Recorded data:
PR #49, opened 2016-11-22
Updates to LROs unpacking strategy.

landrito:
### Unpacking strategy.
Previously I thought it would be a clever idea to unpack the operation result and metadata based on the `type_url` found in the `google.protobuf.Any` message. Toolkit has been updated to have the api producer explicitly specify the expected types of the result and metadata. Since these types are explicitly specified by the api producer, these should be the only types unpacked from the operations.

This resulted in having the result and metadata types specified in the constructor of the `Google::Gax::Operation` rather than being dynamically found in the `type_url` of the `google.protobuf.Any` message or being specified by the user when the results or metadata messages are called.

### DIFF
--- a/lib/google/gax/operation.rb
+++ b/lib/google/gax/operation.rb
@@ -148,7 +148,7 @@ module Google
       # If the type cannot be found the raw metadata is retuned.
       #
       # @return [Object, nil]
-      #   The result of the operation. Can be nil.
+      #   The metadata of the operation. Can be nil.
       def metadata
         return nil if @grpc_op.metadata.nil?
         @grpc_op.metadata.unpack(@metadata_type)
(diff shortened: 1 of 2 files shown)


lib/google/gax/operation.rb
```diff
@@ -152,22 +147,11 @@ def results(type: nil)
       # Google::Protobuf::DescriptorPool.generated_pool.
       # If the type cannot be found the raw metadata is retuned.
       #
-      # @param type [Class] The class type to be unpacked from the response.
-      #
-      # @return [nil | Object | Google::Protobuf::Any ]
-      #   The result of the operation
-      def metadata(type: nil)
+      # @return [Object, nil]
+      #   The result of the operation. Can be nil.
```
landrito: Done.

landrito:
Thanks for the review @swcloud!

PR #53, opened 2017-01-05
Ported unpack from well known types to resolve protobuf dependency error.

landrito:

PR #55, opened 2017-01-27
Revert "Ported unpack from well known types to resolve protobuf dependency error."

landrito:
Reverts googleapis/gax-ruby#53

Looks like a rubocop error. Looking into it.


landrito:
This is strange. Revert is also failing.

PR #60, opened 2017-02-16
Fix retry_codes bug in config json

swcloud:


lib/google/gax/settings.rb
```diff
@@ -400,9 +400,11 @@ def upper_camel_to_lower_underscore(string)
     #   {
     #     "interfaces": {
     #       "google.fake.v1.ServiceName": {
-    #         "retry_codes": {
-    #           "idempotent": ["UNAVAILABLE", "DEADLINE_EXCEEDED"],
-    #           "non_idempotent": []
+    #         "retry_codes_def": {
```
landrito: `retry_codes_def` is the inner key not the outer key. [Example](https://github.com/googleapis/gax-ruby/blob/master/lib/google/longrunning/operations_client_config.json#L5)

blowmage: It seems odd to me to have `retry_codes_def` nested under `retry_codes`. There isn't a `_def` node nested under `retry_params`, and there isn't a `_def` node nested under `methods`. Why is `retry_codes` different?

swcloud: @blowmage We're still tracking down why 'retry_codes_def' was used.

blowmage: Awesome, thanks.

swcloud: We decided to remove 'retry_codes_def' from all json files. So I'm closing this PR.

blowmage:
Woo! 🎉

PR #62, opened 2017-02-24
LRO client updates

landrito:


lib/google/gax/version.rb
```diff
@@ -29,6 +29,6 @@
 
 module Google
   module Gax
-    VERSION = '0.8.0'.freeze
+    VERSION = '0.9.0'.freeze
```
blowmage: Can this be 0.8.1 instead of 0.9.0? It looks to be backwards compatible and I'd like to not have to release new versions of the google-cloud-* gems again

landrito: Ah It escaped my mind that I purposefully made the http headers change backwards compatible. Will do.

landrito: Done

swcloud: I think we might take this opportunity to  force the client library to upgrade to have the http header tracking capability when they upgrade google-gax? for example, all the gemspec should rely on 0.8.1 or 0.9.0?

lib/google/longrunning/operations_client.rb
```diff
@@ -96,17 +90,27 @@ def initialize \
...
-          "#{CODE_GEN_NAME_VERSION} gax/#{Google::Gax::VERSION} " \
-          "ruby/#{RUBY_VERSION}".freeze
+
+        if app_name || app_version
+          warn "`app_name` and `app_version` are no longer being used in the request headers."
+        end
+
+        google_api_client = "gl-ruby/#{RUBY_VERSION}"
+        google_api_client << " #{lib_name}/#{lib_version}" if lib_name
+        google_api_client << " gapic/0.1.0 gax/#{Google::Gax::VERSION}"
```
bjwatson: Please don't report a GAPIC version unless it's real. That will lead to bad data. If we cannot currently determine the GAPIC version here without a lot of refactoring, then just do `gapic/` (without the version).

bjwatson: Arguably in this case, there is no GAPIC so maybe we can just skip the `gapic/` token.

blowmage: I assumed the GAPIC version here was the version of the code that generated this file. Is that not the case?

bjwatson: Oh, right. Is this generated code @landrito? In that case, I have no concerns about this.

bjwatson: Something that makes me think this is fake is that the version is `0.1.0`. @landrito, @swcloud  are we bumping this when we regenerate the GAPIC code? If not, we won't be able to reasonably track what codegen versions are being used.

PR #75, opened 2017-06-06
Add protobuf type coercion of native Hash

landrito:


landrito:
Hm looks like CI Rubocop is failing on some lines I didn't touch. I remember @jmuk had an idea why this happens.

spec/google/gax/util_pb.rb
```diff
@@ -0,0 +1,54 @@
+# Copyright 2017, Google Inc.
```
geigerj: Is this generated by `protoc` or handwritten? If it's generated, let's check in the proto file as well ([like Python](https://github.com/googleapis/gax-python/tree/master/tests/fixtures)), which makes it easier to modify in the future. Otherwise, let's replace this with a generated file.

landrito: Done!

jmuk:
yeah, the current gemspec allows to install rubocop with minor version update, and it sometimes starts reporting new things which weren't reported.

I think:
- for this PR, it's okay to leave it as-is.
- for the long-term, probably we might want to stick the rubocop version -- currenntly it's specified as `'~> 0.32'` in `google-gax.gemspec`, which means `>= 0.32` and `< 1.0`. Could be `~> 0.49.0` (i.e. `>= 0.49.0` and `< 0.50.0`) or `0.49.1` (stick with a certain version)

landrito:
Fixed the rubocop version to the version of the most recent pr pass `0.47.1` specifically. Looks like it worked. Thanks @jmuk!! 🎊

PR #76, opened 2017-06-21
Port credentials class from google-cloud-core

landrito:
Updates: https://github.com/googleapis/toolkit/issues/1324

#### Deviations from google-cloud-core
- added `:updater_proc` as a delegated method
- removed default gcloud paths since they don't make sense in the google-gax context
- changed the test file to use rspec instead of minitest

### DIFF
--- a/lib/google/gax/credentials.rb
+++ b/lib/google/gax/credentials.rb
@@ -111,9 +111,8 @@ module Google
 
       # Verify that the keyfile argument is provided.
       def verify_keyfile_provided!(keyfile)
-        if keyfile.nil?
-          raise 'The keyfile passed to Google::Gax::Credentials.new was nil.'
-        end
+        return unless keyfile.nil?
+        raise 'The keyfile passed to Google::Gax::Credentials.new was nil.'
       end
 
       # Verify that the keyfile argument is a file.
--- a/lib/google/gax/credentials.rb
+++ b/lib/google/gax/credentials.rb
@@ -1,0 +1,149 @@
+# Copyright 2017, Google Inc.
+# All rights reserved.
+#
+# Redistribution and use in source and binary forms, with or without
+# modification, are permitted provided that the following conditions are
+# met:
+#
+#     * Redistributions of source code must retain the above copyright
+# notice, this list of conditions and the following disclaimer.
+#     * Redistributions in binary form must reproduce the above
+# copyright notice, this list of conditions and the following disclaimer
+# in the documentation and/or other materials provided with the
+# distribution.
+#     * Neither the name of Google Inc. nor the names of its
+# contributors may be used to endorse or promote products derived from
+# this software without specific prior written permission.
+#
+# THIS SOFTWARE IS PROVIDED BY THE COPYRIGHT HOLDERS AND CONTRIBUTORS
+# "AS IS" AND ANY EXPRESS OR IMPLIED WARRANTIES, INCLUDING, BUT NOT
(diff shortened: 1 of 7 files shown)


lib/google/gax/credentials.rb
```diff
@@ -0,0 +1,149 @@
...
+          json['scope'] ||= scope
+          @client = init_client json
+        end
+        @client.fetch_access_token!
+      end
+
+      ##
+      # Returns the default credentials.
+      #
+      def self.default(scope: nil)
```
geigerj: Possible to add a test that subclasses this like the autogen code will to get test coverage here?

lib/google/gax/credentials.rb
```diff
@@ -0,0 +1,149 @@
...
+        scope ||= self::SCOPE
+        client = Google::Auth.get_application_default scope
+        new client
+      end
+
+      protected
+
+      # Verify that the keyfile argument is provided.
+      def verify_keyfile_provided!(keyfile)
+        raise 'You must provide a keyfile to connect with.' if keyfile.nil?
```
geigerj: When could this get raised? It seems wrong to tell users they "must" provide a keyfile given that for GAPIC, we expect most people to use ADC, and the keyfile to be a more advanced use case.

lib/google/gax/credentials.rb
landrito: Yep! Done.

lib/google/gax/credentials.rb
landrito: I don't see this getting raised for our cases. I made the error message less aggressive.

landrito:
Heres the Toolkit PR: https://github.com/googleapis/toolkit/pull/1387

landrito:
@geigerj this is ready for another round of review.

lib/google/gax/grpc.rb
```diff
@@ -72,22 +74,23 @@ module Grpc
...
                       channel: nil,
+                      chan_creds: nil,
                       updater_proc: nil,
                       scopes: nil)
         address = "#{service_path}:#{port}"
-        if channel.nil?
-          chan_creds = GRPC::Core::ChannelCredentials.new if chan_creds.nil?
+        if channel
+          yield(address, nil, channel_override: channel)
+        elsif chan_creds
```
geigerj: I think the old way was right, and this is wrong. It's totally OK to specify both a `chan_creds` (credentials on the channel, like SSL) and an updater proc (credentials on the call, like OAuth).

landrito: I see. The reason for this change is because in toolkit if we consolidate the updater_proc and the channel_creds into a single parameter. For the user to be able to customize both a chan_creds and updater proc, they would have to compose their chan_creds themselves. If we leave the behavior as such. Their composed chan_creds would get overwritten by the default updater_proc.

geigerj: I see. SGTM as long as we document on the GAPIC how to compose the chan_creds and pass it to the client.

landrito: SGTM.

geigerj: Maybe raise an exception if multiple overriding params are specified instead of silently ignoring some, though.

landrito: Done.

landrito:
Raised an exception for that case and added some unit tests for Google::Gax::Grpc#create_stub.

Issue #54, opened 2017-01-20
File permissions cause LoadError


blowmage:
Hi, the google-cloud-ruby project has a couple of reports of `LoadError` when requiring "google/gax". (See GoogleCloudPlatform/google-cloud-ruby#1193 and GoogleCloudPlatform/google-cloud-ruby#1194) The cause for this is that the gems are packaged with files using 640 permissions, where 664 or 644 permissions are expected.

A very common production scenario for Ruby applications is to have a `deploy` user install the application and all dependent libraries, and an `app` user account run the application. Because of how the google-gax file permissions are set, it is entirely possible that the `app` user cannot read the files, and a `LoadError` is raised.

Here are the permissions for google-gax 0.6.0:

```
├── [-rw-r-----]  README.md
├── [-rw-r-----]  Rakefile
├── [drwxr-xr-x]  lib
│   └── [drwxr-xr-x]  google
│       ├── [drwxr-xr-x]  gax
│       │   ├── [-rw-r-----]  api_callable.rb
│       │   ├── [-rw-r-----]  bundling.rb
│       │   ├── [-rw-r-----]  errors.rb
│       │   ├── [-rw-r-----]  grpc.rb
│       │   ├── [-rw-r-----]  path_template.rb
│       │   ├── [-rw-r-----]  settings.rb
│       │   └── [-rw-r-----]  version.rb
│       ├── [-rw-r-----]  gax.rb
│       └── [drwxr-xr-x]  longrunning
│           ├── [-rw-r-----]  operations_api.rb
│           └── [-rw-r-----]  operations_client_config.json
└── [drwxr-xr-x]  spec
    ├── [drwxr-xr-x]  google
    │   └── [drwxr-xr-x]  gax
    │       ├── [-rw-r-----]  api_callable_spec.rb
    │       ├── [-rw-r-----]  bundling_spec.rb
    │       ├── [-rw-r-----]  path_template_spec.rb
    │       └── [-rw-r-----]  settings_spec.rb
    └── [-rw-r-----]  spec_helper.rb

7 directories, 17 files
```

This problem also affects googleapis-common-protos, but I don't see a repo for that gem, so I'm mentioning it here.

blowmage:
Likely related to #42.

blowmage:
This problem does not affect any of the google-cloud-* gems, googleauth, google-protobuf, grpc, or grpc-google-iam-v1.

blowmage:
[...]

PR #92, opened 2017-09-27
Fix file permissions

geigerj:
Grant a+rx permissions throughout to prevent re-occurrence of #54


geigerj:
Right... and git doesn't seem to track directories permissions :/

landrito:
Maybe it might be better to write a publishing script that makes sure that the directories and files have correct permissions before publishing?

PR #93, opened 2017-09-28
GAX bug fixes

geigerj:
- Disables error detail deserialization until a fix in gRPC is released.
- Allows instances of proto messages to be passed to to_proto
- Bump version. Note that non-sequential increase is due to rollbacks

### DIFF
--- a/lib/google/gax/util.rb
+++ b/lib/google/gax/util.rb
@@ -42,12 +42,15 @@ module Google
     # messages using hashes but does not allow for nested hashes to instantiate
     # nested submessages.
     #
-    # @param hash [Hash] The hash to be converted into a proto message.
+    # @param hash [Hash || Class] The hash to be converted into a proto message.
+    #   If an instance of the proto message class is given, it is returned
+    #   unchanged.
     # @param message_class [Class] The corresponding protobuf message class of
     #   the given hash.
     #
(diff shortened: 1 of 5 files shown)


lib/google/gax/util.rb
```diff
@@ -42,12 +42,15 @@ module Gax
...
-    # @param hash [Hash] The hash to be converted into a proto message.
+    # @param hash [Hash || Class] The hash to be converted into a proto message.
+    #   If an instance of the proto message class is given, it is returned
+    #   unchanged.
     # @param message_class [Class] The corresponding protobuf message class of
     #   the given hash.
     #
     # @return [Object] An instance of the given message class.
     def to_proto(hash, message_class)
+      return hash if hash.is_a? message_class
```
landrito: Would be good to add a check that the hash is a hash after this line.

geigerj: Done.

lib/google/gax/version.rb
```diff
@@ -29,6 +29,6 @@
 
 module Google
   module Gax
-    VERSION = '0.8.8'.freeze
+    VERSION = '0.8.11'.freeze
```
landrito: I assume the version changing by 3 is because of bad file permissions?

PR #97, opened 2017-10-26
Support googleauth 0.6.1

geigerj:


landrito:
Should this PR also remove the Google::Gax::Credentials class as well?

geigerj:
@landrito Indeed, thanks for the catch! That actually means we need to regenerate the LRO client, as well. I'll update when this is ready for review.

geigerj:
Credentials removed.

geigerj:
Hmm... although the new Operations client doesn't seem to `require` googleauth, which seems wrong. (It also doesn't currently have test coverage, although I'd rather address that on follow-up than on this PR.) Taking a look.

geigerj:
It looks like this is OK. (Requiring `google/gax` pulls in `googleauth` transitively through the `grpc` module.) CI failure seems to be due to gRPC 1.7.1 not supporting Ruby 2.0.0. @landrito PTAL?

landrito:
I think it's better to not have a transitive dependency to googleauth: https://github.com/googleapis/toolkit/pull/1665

Work instructions: Which lines of the data above contain the string "there"? Copy each of them.

Task solution:
blowmage: It seems odd to me to have `retry_codes_def` nested under `retry_codes`. There isn't a `_def` node nested under `retry_params`, and there isn't a `_def` node nested under `methods`. Why is `retry_codes` different?
bjwatson: Arguably in this case, there is no GAPIC so maybe we can just skip the `gapic/` token.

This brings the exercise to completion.